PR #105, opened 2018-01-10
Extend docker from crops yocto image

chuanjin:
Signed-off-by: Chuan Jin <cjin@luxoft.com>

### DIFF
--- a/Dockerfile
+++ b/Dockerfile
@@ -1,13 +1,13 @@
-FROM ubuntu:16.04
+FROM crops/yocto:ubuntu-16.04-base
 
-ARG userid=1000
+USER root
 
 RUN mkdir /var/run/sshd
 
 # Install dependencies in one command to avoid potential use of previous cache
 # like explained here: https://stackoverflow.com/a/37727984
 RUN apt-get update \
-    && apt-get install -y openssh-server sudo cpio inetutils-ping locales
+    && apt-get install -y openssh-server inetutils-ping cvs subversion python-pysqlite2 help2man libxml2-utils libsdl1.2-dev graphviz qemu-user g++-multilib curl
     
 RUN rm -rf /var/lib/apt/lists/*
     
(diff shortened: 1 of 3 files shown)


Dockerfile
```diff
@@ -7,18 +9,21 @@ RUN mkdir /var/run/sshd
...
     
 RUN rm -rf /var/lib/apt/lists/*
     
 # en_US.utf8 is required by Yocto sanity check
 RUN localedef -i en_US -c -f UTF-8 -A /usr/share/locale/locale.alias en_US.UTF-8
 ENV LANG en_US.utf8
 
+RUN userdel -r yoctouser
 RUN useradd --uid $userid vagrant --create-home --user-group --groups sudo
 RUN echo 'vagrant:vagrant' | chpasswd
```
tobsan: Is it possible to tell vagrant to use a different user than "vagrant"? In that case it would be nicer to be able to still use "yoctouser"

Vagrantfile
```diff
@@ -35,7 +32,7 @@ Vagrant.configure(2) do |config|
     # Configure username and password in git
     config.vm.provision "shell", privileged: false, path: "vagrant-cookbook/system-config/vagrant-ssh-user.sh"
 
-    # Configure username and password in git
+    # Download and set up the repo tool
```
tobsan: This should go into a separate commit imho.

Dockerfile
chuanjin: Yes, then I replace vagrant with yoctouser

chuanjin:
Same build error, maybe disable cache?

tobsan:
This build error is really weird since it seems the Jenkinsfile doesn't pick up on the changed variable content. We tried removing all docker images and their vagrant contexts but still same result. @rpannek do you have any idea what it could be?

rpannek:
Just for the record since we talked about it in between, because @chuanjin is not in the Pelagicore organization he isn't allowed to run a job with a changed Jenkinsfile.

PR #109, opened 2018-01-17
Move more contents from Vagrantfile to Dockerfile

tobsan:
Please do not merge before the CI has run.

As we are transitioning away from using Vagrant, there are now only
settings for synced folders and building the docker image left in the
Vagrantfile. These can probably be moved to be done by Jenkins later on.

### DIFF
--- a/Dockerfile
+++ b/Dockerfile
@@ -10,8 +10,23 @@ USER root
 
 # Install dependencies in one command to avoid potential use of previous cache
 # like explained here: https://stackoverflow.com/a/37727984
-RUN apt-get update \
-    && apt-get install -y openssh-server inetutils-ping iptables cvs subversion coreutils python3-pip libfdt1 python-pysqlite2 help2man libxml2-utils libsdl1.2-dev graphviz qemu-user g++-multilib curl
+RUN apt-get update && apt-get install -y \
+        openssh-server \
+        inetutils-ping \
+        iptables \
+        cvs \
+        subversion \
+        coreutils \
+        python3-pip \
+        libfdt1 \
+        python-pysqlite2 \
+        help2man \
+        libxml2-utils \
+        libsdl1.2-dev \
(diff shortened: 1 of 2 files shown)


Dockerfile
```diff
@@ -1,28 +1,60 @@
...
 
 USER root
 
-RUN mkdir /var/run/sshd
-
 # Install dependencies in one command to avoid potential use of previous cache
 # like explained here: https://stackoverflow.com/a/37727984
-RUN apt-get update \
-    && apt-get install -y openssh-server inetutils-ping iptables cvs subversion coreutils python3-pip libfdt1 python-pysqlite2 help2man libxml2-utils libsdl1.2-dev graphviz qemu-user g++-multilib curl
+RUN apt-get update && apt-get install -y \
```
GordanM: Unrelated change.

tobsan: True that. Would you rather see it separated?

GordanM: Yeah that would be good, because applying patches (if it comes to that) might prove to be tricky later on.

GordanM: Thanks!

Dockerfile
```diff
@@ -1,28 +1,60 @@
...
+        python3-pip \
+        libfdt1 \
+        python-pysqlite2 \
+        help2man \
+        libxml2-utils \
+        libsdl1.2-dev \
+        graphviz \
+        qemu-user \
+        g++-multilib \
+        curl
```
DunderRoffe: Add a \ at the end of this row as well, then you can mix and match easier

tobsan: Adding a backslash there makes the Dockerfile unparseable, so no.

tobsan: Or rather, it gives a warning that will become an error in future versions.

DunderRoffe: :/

☆ ☆ ☆

Exercise: Throughout the material above, report each line holding the word "DunderRoffe".

Task response:
DunderRoffe: Add a \ at the end of this row as well, then you can mix and match easier
DunderRoffe: :/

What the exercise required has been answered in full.